The delivery of Personal Data will be free of charge, and it will only correspond to cover the justified shipping costs or the cost of reproduction in copies or other formats.

For requests for cancellation of Personal Data, in addition to the provisions of this Privacy Notice, the provisions of Article 26 of the Federal Law for the Protection of Personal Data in Possession of Individuals shall apply, including the cases of exception to the cancellation of Personal Data indicated.

Under applicable law, you may have one or more of the following:

• right to know, access and request information about the personal information we hold about you, including details of how we use that information and with whom we share it;
• right to request a copy of the personal information we hold about you;
• right to amend, correct or rectify your personal information if any of the information held about you is incorrect or out of date;
• right to portability of your personal information;
• right to request deletion of your personal information;
• right to demand that we cease processing your personal information or restrict the processing of your personal information;
• right to withdraw your consent to the processing of your personal information, to the extent that our processing relies on your consent as the lawful basis for the processing; and/or
• right to provide us with instructions about the processing of your personal information in the event of your death.

9. CHANGES TO THE PRIVACY NOTICE

SERVIAP reserves the right to periodically update this Notice to reflect changes in our information practices.

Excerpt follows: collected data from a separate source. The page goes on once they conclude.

PR #3423, opened 2024-11-22
WithFC elab

andrevidela:
# Description

Update reflected TTImp to replicate the change that were made in the compiler's tree. 

This is also needed as part of a fix for #3417 

Unfortunately, I suspect this is going to break a number of elaboration scripts. Hopefully this is something #3421 can help with in the future.

## Should this change go in the CHANGELOG?

- [x] If this is a fix, user-facing change, a compiler change, or a new paper
      implementation, I have updated [`CHANGELOG_NEXT.md`](https://github.com/idris-lang/Idris2/blob/main/CHANGELOG_NEXT.md) (and potentially also
      `CONTRIBUTORS.md`).

PR #3443, opened 2024-12-12
Fix reflection of `MkFCVal`

mjustus:
Fixes small regression in #3423 discovered by @madman-bob: `MkFCVal` has an implicit type argument that is made explicit in Core so we have to insert a placeholder in the right position.


andrevidela (approved):
Looks great, thanks a lot!

PR #2169, opened 2026-02-05
feat(ErdosProblems): 507

### LINKED ISSUE #760: Erdős Problem 507
### What is the conjecture
    
https://www.erdosproblems.com/507

  Let $\alpha(n)$ be such that every set of $n$ points in the unit disk contains three points which determine a triangle of area at most $\alpha(n)$. Estimate $\alpha(n)$.
  

Status: open

### Choose either option

jeangud:
# Description
Let $\alpha(n)$ be such that every set of $n$ points in the unit disk contains three points which determine a triangle of area at most $\alpha(n)$. Estimate $\alpha(n)$.

- Closes #760
- Added additional known bounds from the literature
- Tried to leverage `Finset` as much as possible to ligthen the proof burden

# Testing
:white_check_mark: Builds successfully
```shell
$ lake build FormalConjectures/ErdosProblems/507.lean 
Build completed successfully.
```

### DIFF
--- a/FormalConjectures/ErdosProblems/507.lean
+++ b/FormalConjectures/ErdosProblems/507.lean
@@ -32,7 +32,7 @@ import FormalConjectures.Util.ProblemImports
 -/
 
 open Asymptotics Filter Topology
-open scoped Classical EuclideanGeometry
+open scoped EuclideanGeometry
 
 namespace Erdos507
 
@@ -48,7 +48,7 @@ $\alpha(n)$ is the supremum of `minTriangleArea S` over all sets `S` of $n$ poin
 -/
 noncomputable def α (n : ℕ) : ℝ :=
   sSup (minTriangleArea '' { S : Finset ℝ² |
-    S.card = n ∧ ↑S ⊆ Metric.closedBall (0 : ℝ²) 1 ∧ ¬ Collinear ℝ (↑S : Set ℝ²) })
+    S.card = n ∧ ↑S ⊆ Metric.closedBall (0 : ℝ²) 1 ∧ ¬ Collinear ℝ (S : Set ℝ²) })
 
 /--
 Current best lower bound [KPS82].


jeangud:
Could an admin rename PR to **feat(ErdosProblems): 507** ? My bad, I did not check until after submitting :weary:

FormalConjectures/ErdosProblems/507.lean
```diff
@@ -0,0 +1,98 @@
...
+- [KPS81] Komlós, János, János Pintz, and Endre Szemerédi. "On Heilbronn's triangle problem."
+  Journal of the London Mathematical Society 2.3 (1981): 385-396.
+-/
+
+open Filter Topology
+open scoped EuclideanGeometry
+
+namespace Erdos507
+
+abbrev Point := EuclideanSpace ℝ (Fin 2)
```
smmercuri: I'm not sure there's a need for this `abbrev`, you can just use `EuclideanSpace ℝ (Fin 2)` where needed. In fact, since you've already `open scoped EuclideanGeometry` you can use the notation `ℝ²`

FormalConjectures/ErdosProblems/507.lean
```diff
@@ -0,0 +1,98 @@
...
+
+/-- The unit disk in the plane. -/
+def UnitDisk : Set Point := Metric.closedBall 0 1
```
smmercuri: Similar to my above comment, I think it's better to use `Metric.closedBall 0 1` where needed, especially in this case where it's only used once

FormalConjectures/ErdosProblems/507.lean
```diff
@@ -0,0 +1,98 @@
...
+
+/--
+The minimum area of a triangle determined by three distinct points in a set `S`.
+-/
+noncomputable def minTriangleArea (S : Finset Point) : ℝ :=
+  let triples := S ×ˢ S ×ˢ S
+  let distinctTriples := triples.filter fun ⟨p, q, r⟩ => p ≠ q ∧ q ≠ r ∧ p ≠ r
```
smmercuri: Certainly the problem requires the triangles to be non-degenerate. Unfortunately the condition that they are pairwise distinct is not quite enough, we also need that they are not collinear (otherwise triangle collapses to a line). You might find [`Affine.Triangle`](https://leanprover-community.github.io/mathlib4_docs/Mathlib/LinearAlgebra/AffineSpace/Simplex/Basic.html#Affine.Triangle) useful from mathlib

FormalConjectures/ErdosProblems/507.lean
```diff
@@ -0,0 +1,98 @@
...
+noncomputable def α (n : ℕ) : ℝ :=
+  sSup (minTriangleArea '' { S : Finset Point | S.card = n ∧ ↑S ⊆ UnitDisk })
+
+/--
+Let $\alpha(n)$ be such that every set of $n$ points in the unit disk contains three points which
+determine a triangle of area at most $\alpha(n)$. Estimate $\alpha(n)$.
+-/
+@[category research open, AMS 51]
+theorem erdos_507 :
+    α = answer(sorry) := by
```
smmercuri: The phrase "Estimate foo" is always a bit tricky to formalise, but it surely is asking for asymptotic behaviour rather than exact behaviour. Similar to the solved variants below, one is interested in upper/lower bounds for sufficiently large `n`. I would suggest creating multiple versions of the main problem asserting different properties (with an `answer(sorry)` for the candidate function). For example:
1. `α` is asymptotically equivalent to `answer(sorry)`
2. `α` is `<< answer(sorry)` where `answer(sorry)` is asymptotically smaller than the best known upper bound
3. `α` is `>> answer(sorry)` where `answer(sorry)` is asymptotically bigger than the best known lower bound

mo271: look also for other examples in the repo how this can be done!

FormalConjectures/ErdosProblems/507.lean
jeangud: Good point, done

FormalConjectures/ErdosProblems/507.lean
jeangud: Thank you both for the pointers here. Done, drawing inspiration from [359.lean](https://github.com/google-deepmind/formal-conjectures/blob/main/FormalConjectures/ErdosProblems/359.lean) and [357.lean](https://github.com/google-deepmind/formal-conjectures/blob/main/FormalConjectures/ErdosProblems/357.lean)

FormalConjectures/ErdosProblems/507.lean
jeangud: Good catch! I actually struggled a bit to incorporate `Affine.Triangle` while keeping the tractability of the `Finset`.

I opted for `Collinear`, at the cost of including `Classical`:
```lean
noncomputable def minTriangleArea (S : Finset ℝ²) : ℝ :=
  let triples := S ×ˢ S ×ˢ S
  let validTriples := triples.filter fun ⟨p, q, r⟩ => p ≠ q ∧ q ≠ r ∧ p ≠ r ∧
    ¬ Collinear ℝ {p, q, r}
  let areas := validTriples.image fun ⟨p, q, r⟩ => EuclideanGeometry.triangle_area p q r
  (areas.min).getD 0 -- Return the minimum, defaulting to 0 if the set is empty (n < 3)
```

My other option was something like:
```lean
noncomputable def minTriangleArea (S : Finset ℝ²) : ℝ :=
  let triangles : Set (Affine.Triangle ℝ ℝ²) := { t | ∀ i, t.points i ∈ S }
  sInf ((fun t => EuclideanGeometry.triangle_area (t.points 0) (t.points 1) (t.points 2)) '' triangles)
```
which does not leverage the `Finset` that well...

Let me know if you have a preference?

FormalConjectures/ErdosProblems/507.lean
```diff
@@ -0,0 +1,122 @@
...
+    α ~[atTop] (answer(sorry) : ℕ → ℝ) := by
+  sorry
+
+/--
+Estimate a lower bound for$\alpha(n)$.
+-/
+@[category research open, AMS 51]
+theorem erdos_507.lower:
+    let ans := (answer(sorry) : ℕ → ℝ)
+    (lowerBest ≪ ans) ∧ (ans ≪ α) := by
```
smmercuri: The clause `lowerBest ≪ ans` means that this problem is not open, take `ans = lowerBest`. You will need to capture a strict notion of asymptotically improved magnitude. Note that if you use something `∀ᶠ n in atTop, lowerBest n < α n`, then this allows for improvements in constants which are somehow uninteresting. We should use little o here I think: `lowerBest =o[atTop] ans`

FormalConjectures/ErdosProblems/507.lean
```diff
@@ -0,0 +1,122 @@
...
+  sorry
+
+/--
+Estimate an upper bound for$\alpha(n)$.
+-/
+@[category research open, AMS 51]
+theorem erdos_507.upper:
+    let ans := (answer(sorry) : ℕ → ℝ)
+    (α ≪ ans) ∧ (ans ≪ upperBarrier) := by
```
smmercuri: Ditto previous comment on `ans << upperBarrier`, although perhaps this one is OK since it's not the true upper bound

FormalConjectures/ErdosProblems/507.lean
smmercuri: I think I prefer the second, mainly because it's better to make use of the existing API that has been tested in use. I suppose a third option, would be to use the `IsConvexPolygon` from the `ForMathlib` folder, that keeps the spirit of your original version. You might then say something like
```lean
(S ×ˢ S ×ˢ S).filter fun ⟨p, q, r⟩ => IsConvexPolygon ![p, q, r]

File: FormalConjectures/ErdosProblems/507.lean (hunk 5 above)
Comment (jeangud) [reply FormalConjectures/ErdosProblems/507.lean]: Oh yeah, I need to remember that edge cases are also a thing in Lean :sweat_smile: 
Thank you for catching that.

File: FormalConjectures/ErdosProblems/507.lean (hunk 3 above)
Comment (jeangud) [reply FormalConjectures/ErdosProblems/507.lean]: You got it, went for the second implementation with `Affine.Triangle` :+1:

File: FormalConjectures/ErdosProblems/507.lean [hunk 7]
```diff
@@ -0,0 +1,120 @@
...
+noncomputable def minTriangleArea (S : Finset ℝ²) : ℝ :=
+  let triangles : Set (Affine.Triangle ℝ ℝ²) := { t | ∀ i, t.points i ∈ S }
+  sInf ((fun t => EuclideanGeometry.triangle_area
+    (t.points 0) (t.points 1) (t.points 2)) '' triangles)
+
+/--
+$\alpha(n)$ is the supremum of `minTriangleArea S` over all sets `S` of $n$ points in the unit disk.
+-/
+noncomputable def α (n : ℕ) : ℝ :=
+  sSup (minTriangleArea '' { S : Finset ℝ² | S.card = n ∧ ↑S ⊆ Metric.closedBall (0 : ℝ²) 1 })
```
smmercuri: We also need to exclude "degenerate" sets `S` here, i.e., those sets `S` for which it is not possible to find a  triangle in. For example, take `S` to be any straight line inside the unit circle, then `minTriangleArea` is zero, so `α` is always zero.

FormalConjectures/ErdosProblems/507.lean
```diff
@@ -0,0 +1,120 @@
...
+
+namespace Erdos507
+
+/--
+The minimum area of a triangle determined by three distinct points in a set `S`.
+-/
+noncomputable def minTriangleArea (S : Finset ℝ²) : ℝ :=
+  let triangles : Set (Affine.Triangle ℝ ℝ²) := { t | ∀ i, t.points i ∈ S }
+  sInf ((fun t => EuclideanGeometry.triangle_area
+    (t.points 0) (t.points 1) (t.points 2)) '' triangles)
```
smmercuri: Btw, if you like, you could make use of set composition notation to make this a one-liner. But it's purely style so completely up to you which you prefer
```lean
noncomputable def minTriangleArea (S : Finset ℝ²) : ℝ :=
  sInf {EuclideanGeometry.triangle_area (t.points 0) (t.points 1) (t.points 2) | 
    (t : Affine.Triangle ℝ ℝ²) (_ : ∀ i, t.points i ∈ S)}

File: FormalConjectures/ErdosProblems/507.lean (hunk 7 above)
Comment (jeangud) [reply FormalConjectures/ErdosProblems/507.lean]: With the latest comment [here](https://github.com/google-deepmind/formal-conjectures/pull/2169#discussion_r2777292394), I believe we actually get $\text{minTriangleArea} = \text{sInf} (\varnothing) = \infty$? (we cannot find any `Affine.Triangle` in a problematic `S`, since `Affine.Triangle` already enforces for non-collinearity). However this is just as pathological because then $\alpha = \infty$.


This is where I liked [the formulation leveraging the `Finset`](https://github.com/google-deepmind/formal-conjectures/pull/2169#discussion_r2770909896) because it defaults to $0$ on pathological `S` inputs, not impacting the downstream `sSup` for $\alpha$. It also works indiscriminately for small sets $n < 3$, and for collinear sets and avoids doing the filtering in two places.

In any case, happy to go either way! To build on your last comments I just proposed the following with 663c955:
```lean
noncomputable def α (n : ℕ) : ℝ :=
  sSup (minTriangleArea '' { S : Finset ℝ² |
    S.card = n ∧ ↑S ⊆ Metric.closedBall (0 : ℝ²) 1 ∧ ¬ Collinear ℝ (↑S : Set ℝ²) })
```

FormalConjectures/ErdosProblems/507.lean
jeangud: I like it, added! Thank you

FormalConjectures/ErdosProblems/507.lean
smmercuri: In fact `sInf ∅ = 0` (see [`Real.sInf_empty`](https://leanprover-community.github.io/mathlib4_docs/Mathlib/Data/Real/Archimedean.html#Real.sInf_empty)), because the reals in mathlib do not have an infinite element so it takes a junk value. 

To clarify: the issue is that if the input set `{ S : Finset ℝ² | S.card = n ∧ ↑S ⊆ Metric.closedBall (0 : ℝ²) 1 }` contains a "bad" set, then `minTriangleArea` will be `0`. So for any `n > 2` this function is constant at `0` because such a bad set always exists. This holds also in the `Finset` implementation, and indeed is caused precisely by a junk value of `0` for empty sets.

The proposed fix looks good to me. You can remove the coercion arrow from `S` inside `Collinear` and write `(S : Set ℝ²)`.

jeangud: Ah yes `sInf ∅ = 0` changes everything indeed, thank you for the clarification.

Coercion removed :heavy_check_mark:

It is the responsibility of the Holder to periodically review the content of the Privacy Notice on the site https://serviapgroup.com/privacy-policy. The Responsible Party shall understand that if it does not express otherwise, it means that the Holder has read, understood and accepted the terms established, which constitutes its consent to the changes established in such updates regarding the treatment of its Personal Data for the purposes of the Federal Law for the Protection of Personal Data in Possession of Individuals and other applicable laws.

10. PROTECTING CHILDREN’S PRIVACY

Serviap does not knowingly collect or solicit Personal Information from anyone under the age of 16. Children under the age of 16 are not the target audience for our website. If you are under 16, please do not provide us with any Personal Information. We encourage parents and legal guardians to monitor their children’s Internet usage and to help enforce our Policy by instructing their children never to provide Personal Information through our website.

11. ARTIFICIAL INTELLIGENCE (IA) SERVICE PROVIDERS (PROCESSORS)

Our Platform incorporates AI functionalities that can be powered by third parties, such as our, our AI-powered chatbot and our Customer-facing candidate analytics tool.

When Serviap integrates AI providers, we are committed to implementing strict privacy safeguards.

At a minimum we contractually guarantee that Personal Data is not available to the vendor’s other users and is not used to train the vendor’s AI models.

Currently, none of our AI-based functionalities include any automated decision-making without human intervention. In addition, the use of our AI functionalities is optional.

We identify which AI functionalities operate with Personal Data, ensuring that our practices remain transparent and compliant.